Torah batte Corano nel conflitto israelo-palestinese?
Di Alastair Sloan. Middle East Monitor (13/09/2016). Traduzione e sintesi di Giusy Regina
Che cosa c’è di così speciale nel
conflitto israelo-palestinese? Tutto e niente, soprattutto se sei un
sostenitore delle politiche di sicurezza del Likud (partito del
centro-destra israeliano) e della lenta e dolorosa dissoluzione di un
futuro stato palestinese. Sono i sostenitori di Israele a continuare ad
affermare la specialità di questo conflitto, sottolineando che “Israele è
l’unico stato ebraico”, “un barlume di speranza in Medio Oriente” e
“l’unica democrazia della regione”. Allo stesso tempo il nuovo plotone
antisemita afferma che le critiche stesse di Israele sono antisemite
e che gli attivisti per i diritti umani in occidente si focalizzano
troppo sulla Palestina.
A proposito
della specialità o meno di questo conflitto, alcuni mesi fa ho avuto uno
scambio interessante con un reo confesso della linea dura sionista. Si tratta di un giornalista intelligente, con tante buone idee, che è
stato felice di condividere con me le sue opinioni a riguardo. Sulla
Nakba del 1948 e la conseguente questione dei profughi palestinesi ha
detto che, per quanto sgradevole, si tratta di un problema simile a
quello della cacciata degli indù e dei musulmani durante la partizione
dell’India. Il che oggettivamente è vero. Ma ha dato anche altri
esempi: “Quelli inflitti alle etnie tedesche nel quadro dell’accordo di
Potsdam o lo scambio turco-greco negli anni Venti. Nessuno ormai discute
di queste cose o cerca di farli ritornare nella madrepatria. Le vittime
sono state reinsenrite nei nuovi contesti e non trasformati in
rifugiati apolidi. Allora perché questa eccezione? Cos’ha di così
speciale il conflitto israelo-palestinese?”.
Il punto è che
il conflitto israelo-palestinese è speciale perché ha una dimensione
religiosa mentre molti di questi contro-esempi, altrimenti
altrettanto validi, non ce l’hanno. L’unica
eccezione che viene in mente è l’occupazione cinese del Tibet, dove la
selezione del prossimo Dalai Lama molto probabilmente non avverrà mai. Ma in ogni caso, i tibetani sono stati occupati, non mandati via. Possiamo affermare quindi che il conflitto
israelo-palestinese è speciale perché la controversia non è legata a
territori “qualunque”, bensì a luoghi considerati sacri sia dagli ebrei
che dai musulmani. Tragicamente però si sente parlare sempre meno della
religiosità di quei luoghi per i musulmani: le frasi più sentite sono
riferite alla “Terra promessa” di cui si parla nella Torah e non alla
terra da cui il profeta Mohammed ascese al Cielo, di cui si parla nel
Corano. Nei dibattiti sembra che la Torah abbia la meglio,
religiosamente parlando, sul Corano.
E l’Occidente che posizioni prende a riguardo?
Quante volte
abbiamo sentito i cristiani sostenere il sionismo, citando il Libro
delle Rivelazioni, i Vangeli, l’Antico Testamento e altre parti della
Bibbia? E quanto raramente sentiamo parlare dei Compagni del Profeta che
sono sepolti a Gerusalemme e nella sua entroterra, o il riconoscimento
di profeti dell’islam come Abramo, Mosè, Davide, Salomone e Gesù stesso?

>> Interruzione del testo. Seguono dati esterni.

PR #6444, opened 2019-09-21
Stan mode packages

kaz-yos:
### Brief summary of what the package does
example

These are a family of emacs packages to provide programming support for Stan, a probabilistic programming language for Bayesian statistical inference.

- UPDATE stan-mode for indentation and syntax highlighting
- UPDATE stan-snippets for function argument completion
- NEW company-stan for auto-completion via company
- NEW eldoc-stan live help for function arguments
- NEW flycheck-stan on-the-fly syntax checking with stanc (stan compiler)
- NEW ac-stan for auto-completion via auto-complete

Note that they are kept in a single repo because they must be kept in sync with the common stan language definition file.

### Direct link to the package repository

https://github.com/stan-dev/stan-mode/

### Your association with the package

Current Maintainer

### Relevant communications with the upstream package maintainer

Not applicable

### Checklist

Please confirm with `x`:

- [x] The package is released under a [GPL-Compatible Free Software License](https://www.gnu.org/licenses/license-list.en.html#GPLCompatibleLicenses).
- [x] I've read [CONTRIBUTING.org](https://github.com/melpa/melpa/blob/master/CONTRIBUTING.org)
- [x] I've used the latest version of [package-lint](https://github.com/purcell/package-lint) to check for packaging issues, and addressed its feedback: No issues on [Travis-CI](https://travis-ci.org/stan-dev/stan-mode/jobs/587722072#L1977)
- [x] My elisp byte-compiles cleanly: No byte-compilation issues on [Travis-CI](https://travis-ci.org/stan-dev/stan-mode/jobs/587722072#L1482)
- [x] `M-x checkdoc` is happy with my docstrings: No issue on [Travis-CI](https://travis-ci.org/stan-dev/stan-mode/jobs/587722072#L2109). Run via elisp-lint
- [x] I've built and installed the package using the instructions in [CONTRIBUTING.org](https://github.com/melpa/melpa/blob/master/CONTRIBUTING.org)
- [ ] I have confirmed some of these without doing them

PR #6450, opened 2019-09-22
Add eldoc-stan

kaz-yos:
This is a split version of https://github.com/melpa/melpa/pull/6444

## Brief summary of what the package does

The `eldoc-stan` provides live help for function arguments via `eldoc` for all functions in Stan, a probabilistic programming language for Bayesian statistical inference.

This package was newly added in https://github.com/stan-dev/stan-mode/commit/d3c045c74cce32121e0e9c13a7222c537a14bbf7

https://github.com/stan-dev/stan-mode
https://github.com/stan-dev/stan-mode/eldoc-stan

Maintainer

None needed.

### Checklist

Please confirm with `x`:

### DIFF
--- a/recipes/eldoc-stan
+++ b/recipes/eldoc-stan
@@ -3,4 +3,5 @@
  :repo "stan-dev/stan-mode"
  :files ("eldoc-stan/*.el"
 	 "eldoc-stan/eldoc-stan.json"
-         (:exclude "eldoc-stan/test-*.el")))
+         (:exclude "eldoc-stan/test-*.el"
+                   "eldoc-stan/eldoc-stan-create-json.el")))
--- a/recipes/eldoc-stan
+++ b/recipes/eldoc-stan
@@ -1,0 +1,6 @@
+(eldoc-stan
+ :fetcher github
+ :repo "stan-dev/stan-mode"
+ :files ("eldoc-stan/*.el"
+	 "eldoc-stan/eldoc-stan.json"
+         (:exclude "eldoc-stan/test-*.el")))


riscy:
Hi again! :)  Thanks for your close adherence to the checklist.

- Minor, but it looks to me like `eldoc-stan-eldoc-documentation-function` does not need to be autoloaded per [when to autoload](https://www.gnu.org/software/emacs/manual/html_node/elisp/When-to-Autoload.html).
- You require `c-eldoc`, but unless I missed something it looks like you don't actually refer to `c-eldoc-format-arguments-string`.  Moreover c-eldoc does not appear to be part of Emacs (thus would be a `Package-Require` if you actually need it).

kaz-yos:
This commit addresses the issues: https://github.com/stan-dev/stan-mode/commit/e52f234f9a158af44092011d0b2b8d3bab5d38ae

- Do not autoload `eldoc-stan-eldoc-documentation-function`
- Do not require `c-eldoc` unnecessarily
  - `c-eldoc-format-arguments-string` had been replaced with `eldoc-stan--format-arguments-string`

riscy:
I'm just noticing eldoc-stan-create-json.el is included with your package.  But at a quick glance it looks like that file is just required by the Makefile (which isn't included) to create the .json file required by your package.  Should the .el file be excluded in your recipe?

kaz-yos:
Thanks for picking this up. I have excluded the file in question. That file is not required for regular users after the `eldoc-stan.json` is created.

riscy:
Great.  Thank you for your patience!

kaz-yos:
Thank you!

PR #6451, opened 2019-09-22
Add flycheck-stan

kaz-yos:
This is a split version of https://github.com/melpa/melpa/pull/6444

## Brief summary of what the package does

The `flycheck-stan` provides on-the-fly syntax check for Stan via its compiler `stanc`. Stan is a probabilistic programming language for Bayesian statistical inference.

This package was newly added in https://github.com/stan-dev/stan-mode/commit/0d875ad012d85c898fe6682b62df6182295b6871 based on a very early form that was never released.

https://github.com/stan-dev/stan-mode
https://github.com/stan-dev/stan-mode/flycheck-stan

Maintainer

None needed.

### Checklist

Please confirm with `x`:

### DIFF
--- a/recipes/flycheck-stan
+++ b/recipes/flycheck-stan
@@ -3,4 +3,5 @@
  :repo "stan-dev/stan-mode"
  :files ("flycheck-stan/*.el"
 	 "flycheck-stan/error_msgs.txt"
-         (:exclude "flycheck-stan/test-*.el")))
+         (:exclude "flycheck-stan/test-*.el"
+                   "flycheck-stan/flycheck-stan-error-msgs.el")))
--- a/recipes/flycheck-stan
+++ b/recipes/flycheck-stan
@@ -1,0 +1,6 @@
+(flycheck-stan
+ :fetcher github
+ :repo "stan-dev/stan-mode"
+ :files ("flycheck-stan/*.el"
+	 "flycheck-stan/error_msgs.txt"
+         (:exclude "flycheck-stan/test-*.el")))


riscy:
Some very small things, but otherwise I'm thinking this looks good to merge:

- You should add a dependency on Emacs 25.1 (instead of just 25) in both files, according to the latest version of package-lint. 
- Minor typo: `neline at the end of the tring`-> `newline at the end of the string`
- For the variable `flycheck-stan-regexp-error-msgs-start`, it feels like a decision hasn't been made about whether the list of strings should exist in `error_msgs.txt` or in the elisp code.  I think you should just pick one.  Perhaps you could use some elisp like this if you prefer to be able to paste the lines from a text file without the `cons` noise:
```elisp
(split-string "
could not find include file
PARSER FAILED TO PARSE INPUT COMPLETELY
Function 
Function declared, but not defined.
No matches for:
" "\n")
```

kaz-yos:
This commit addresses the first two issues: https://github.com/stan-dev/stan-mode/commit/2ba214ef80564ffe95a2d030212f10c3c219bace

I will work on the last one and come back.

kaz-yos:
This commit improves the ad-hoc pattern addition: https://github.com/stan-dev/stan-mode/commit/4fb2489a165ac57437508f72b3ee3244fc5bddff#diff-d15f67018b6ca976ee176545bc90c252

Now the patterns are added during the `error_msgs.txt` file generation. No ad-hoc addition is performed after loading this file.

riscy:
Similar to my previous comment, do we need to package `flycheck-stan-error-msgs.el` with this, or will that not be code required by the users?

kaz-yos:
Thanks for picking this up. Excluded the file in question. That file is not required for regular users after the `error_msgs.txt` is created.

riscy:
Thanks once more!

kaz-yos:
Thank you so much for your assistance!

Issue #115, opened 2019-09-23
release a python wheel


graingert:

mitya57:
A wheel is now available here: <https://pypi.org/project/snowballstemmer/#files>.

mitya57:
@Mogost The wheel is built from the same commit as the tarball (6169ef2456afeab15d53748627c139d7d022149e).

Mogost:
@mitya57 thank you

graingert:
@mitya57 can you release a .post0 build with the new wheel?

mitya57:
@graingert I think I will do 1.9.2 instead, a bit later.

ojwb:
Changes merged, but actually uploading a wheel is needed.

> I think I will do 1.9.2 instead, a bit later.

FWIW, I'm attempting a push to actually get 2.0.0 out, though something urgent may crop up elsewhere needing my attention.

graingert:
It would be useful to get .post versions with wheels of all the past
releases

mitya57:
> It would be useful to get .post versions with wheels of all the past releases

Why would you need it?

mitya57:
I have just uploaded 2.0.0 release with a wheel.

@ojwb Please close this issue.

PR #116, opened 2019-09-23
configure python universal wheels Refs #115

graingert:


graingert:
this will also create a .whl file which will need to be uploaded to pypi

GNUmakefile
```diff
@@ -432,7 +432,7 @@ dist_libstemmer_python: $(PYTHON_SOURCES)
 	cp -a $(PYTHON_SAMPLE_SOURCES) $${dest}/src/$(python_sample_dir) && \
 	cp -a $(PYTHON_RUNTIME_SOURCES) $${dest}/src/$(python_runtime_dir) && \
 	cp -a $(PYTHON_PACKAGE_FILES) $${dest} && \
-	(cd $${dest} && $(python) setup.py sdist && cp dist/*.tar.gz ..) && \
+	(cd $${dest} && $(python) setup.py sdist bdist_wheel && cp dist/*.{tar.gz,whl} ..) && \
```
graingert:
```suggestion
	(cd $${dest} && $(python) setup.py sdist bdist_wheel && cp dist/snowballstemmer-*{.tar.gz,-py2.py3-none-any.whl} ..) && \
```

graingert: might be better to be more specific with the dist filenames

graingert:
@ojwb

GNUmakefile
mitya57: The syntax with curly brackets is a bashism. It won't work when make uses another shell (e.g. dash).

```suggestion
	(cd $${dest} && $(python) setup.py sdist bdist_wheel && cp dist/*.tar.gz dist/*.whl ..) && \
```

python/setup.cfg
```diff
@@ -0,0 +1,2 @@
+[bdist_wheel]
+universal=1
```
mitya57: You need to also add this file to `PYTHON_PACKAGE_FILES` in GNUmakefile.

python/setup.py
```diff
@@ -1,6 +1,9 @@
 #!/usr/bin/env python
 
-from distutils.core import setup
+try:
+    from setuptools import setup
+except ImportError:
+    from distutils.core import setup
```
mitya57: Is this fallback really needed? Most Python modules just use setuptools nowadays.

graingert: @mitya57 almost certainly not needed anymore, but most people who still use `distutils.core.setup` are ideologically opposed to removing it as a fallback

mitya57: I think distutils was here only for historical reasons.

ojwb:
> @ojwb

Contentless pings are just annoying.  If you really want my attention, at least go to the effort of telling me why.

@mitya57 Are you happy with this now?

mitya57:
Yes, looks good to me now.

PR #117, opened 2019-10-01
[python] Add changelog entry for 1.9.2 PyPI release

mitya57:
I am going to use this changelog entry for a new upload to PyPI that I will do <s>in a few hours</s> tomorrow, 2019-10-02.

### DIFF
--- a/python/CHANGES.rst
+++ b/python/CHANGES.rst
@@ -1,3 +1,12 @@
+snowballstemmer 2.0.0, 2019-10-02
+=================================
+
+* Simplified generated code for ``repeat`` and ``atleast`` commands.
+* Implemented “go grouping” optimisation.
+* Removed caching layer (#114).
+* Enabled building wheels (#115).
+* Updated package README.
+
 snowballstemmer 1.9.1, 2019-09-05
 =================================
 


mitya57:
Thinking more about this, maybe it’s better to not merge this at all, and instead make Python use the “global” NEWS file that you created in 7c776ff114f76767.

If you want, I can make a separate PR for that, or update this one.

ojwb:
I'm very close to releasing 2.0.0 (hopefully today, but almost certainly this week if not) so maybe waiting for that makes more sense.

Currently the global NEWS collapses changes made to backends and languages added since the last snowball.tartarus.org release (so it has "Add Python generator (#24)" but doesn't list all the Python enhancements and fixes since that) because it would be even more unreadably long otherwise, but that is perhaps unhelpful here.  I could explicitly include the Python changes since 1.9.1, or you could make this 1.9.2 release (which would be pretty much the same as 2.0.0), or include a Python-specific changelog when you package 2.0.0.

ojwb:
@mitya57 2.0.0 is now tagged (v2.0.0) and pushed.  I need to update the website and announce it, etc but you should be able to update PyPI with it.

mitya57:
> 2.0.0 is now tagged (v2.0.0) and pushed.

Wow, thanks a lot!

What do you think about including the Python-specific changelog in 2.0.0 PyPI upload, but replacing it with the global changelog for next release?

Also maybe we should use libstemmer_python_README as package description on PyPI?

ojwb:
> What do you think about including the Python-specific changelog in 2.0.0 PyPI upload, but replacing it with the global changelog for next release?

Sounds OK to me.

> Also maybe we should use libstemmer_python_README as package description on PyPI?

Sure, if it's not too long for what's expected.

BTW, is the "pass through" approach to pystemmer compatibility implemented here how Python users would expect something like that to work?

It occurred to me that maybe it would be better to instead suggest people wanting to support use of either module write their import code like this:

```
try:
    import Stemmer
except ImportError:
    import snowballstemmer as Stemmer
```

Then users only need to install either pystemmer or snowballstemmer, whereas currently you have to install both if you want pystemmer to be used.

Some slight tweaks would also be needed to how the API compatibility is implemented as well, but nothing major.

mitya57:
> BTW, is the "pass through" approach to pystemmer compatibility implemented here how Python users would expect something like that to work?
>
> It occurred to me that maybe it would be better to instead suggest people wanting to support use of either module write their import code like this:
> ```python
> try:
>     import Stemmer
> except ImportError:
>     import snowballstemmer as Stemmer
> ```
>
> Then users only need to install either pystemmer or snowballstemmer, whereas currently you have to install both if you want pystemmer to be used.

I have no hard preference, but your idea makes sense to me — installing just one library would be better than two.

However Python metadata does not allow to specify alternative dependencies (unlike e.g. Debian) — so a PyPI package will have to depend on something anyway, and I think most developers will choose snowballstemmer because it is always available.

So maybe we should *both* suggest to write code like above, and keep the “pass through” approach?

PR #119, opened 2019-10-03
Python packaging updates

mitya57:
I have already uploaded 2.0.0, so this is material for the next release.

- Python changelog is dropped, the global NEWS file is included instead.

- The contents of `doc/libstemmer_python_README` are used as package long description.
  I have uploaded it to the test server so you can see [here](https://test.pypi.org/project/snowballstemmer/) how it looks like.

- The license text is rendered incorrectly (as blockquote) so I have fixed it to render as a list.
  However, maybe we can drop the license text completely? The Python tarballs already include a COPYING file and proper metadata. What do you think?


ojwb:
> However, maybe we can drop the license text completely? The Python tarballs already include a COPYING file and proper metadata. What do you think?

Good idea - I've moved Yoshiki Shibukawa's copyright statement to COPYING instead.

È tutta una questione religiosa dunque, in cui cristiani, ebrei e
musulmani hanno eguali diritti su Gerusalemme, in base ai relativi testi
sacri.
L’ironia è
però che l’approccio locale di gran lunga più diffuso per la risoluzione
del conflitto israelo-palestinese è attualmente l’islamismo,
un’ideologia religiosa e politica non dissimile dal sionismo. Ci
si poteva aspettare che l’ascesa di Hamas si sarebbe tradotta in una
rinnovata simpatia occidentale per le rivendicazioni religiose
dell’Islam in Palestina, Gerusalemme compresa. Ma naturalmente
non è stato così: basti pensare che i musulmani che avanzano qualunque
tipo di rivendicazione religiosa sono associati – da ignoranti o bigotti
– alle forme più estreme dell’Islam come Al-Qaeda o Daesh (ISIS).
Sembra dunque
che, mentre il conflitto israelo-palestinese in sé per sé si sia
“islamizzato” (allontanandosi da soluzioni Marxiste o nazionaliste), la
retorica pro-Palestina si sia allontanata progressivamente da argomenti
islamici e squisitamente religiosi. La reticenza ad usare una retorica
religiosa da parte dei musulmani può essere ricollegata alla sinistra
occidentale, che ha sempre avuto poco a che fare con la religione
stessa.
Quindi sì, il
conflitto tra Israele e Palestina è speciale, non paragonabile a nessun
altro e di primaria importanza per il futuro del mondo musulmano,
dell’Occidente e di almeno tre grandi religioni. Se poi sei un ateo filo-palestinese (come me), non dimenticare comunque la religione: d’altronde è per questo che siamo tutti qui oggi.
Alastair Sloan è giornalista esperto di politica internazionale e diritti umani e scrive per MEMO, Al Jazeera English e Newsweek.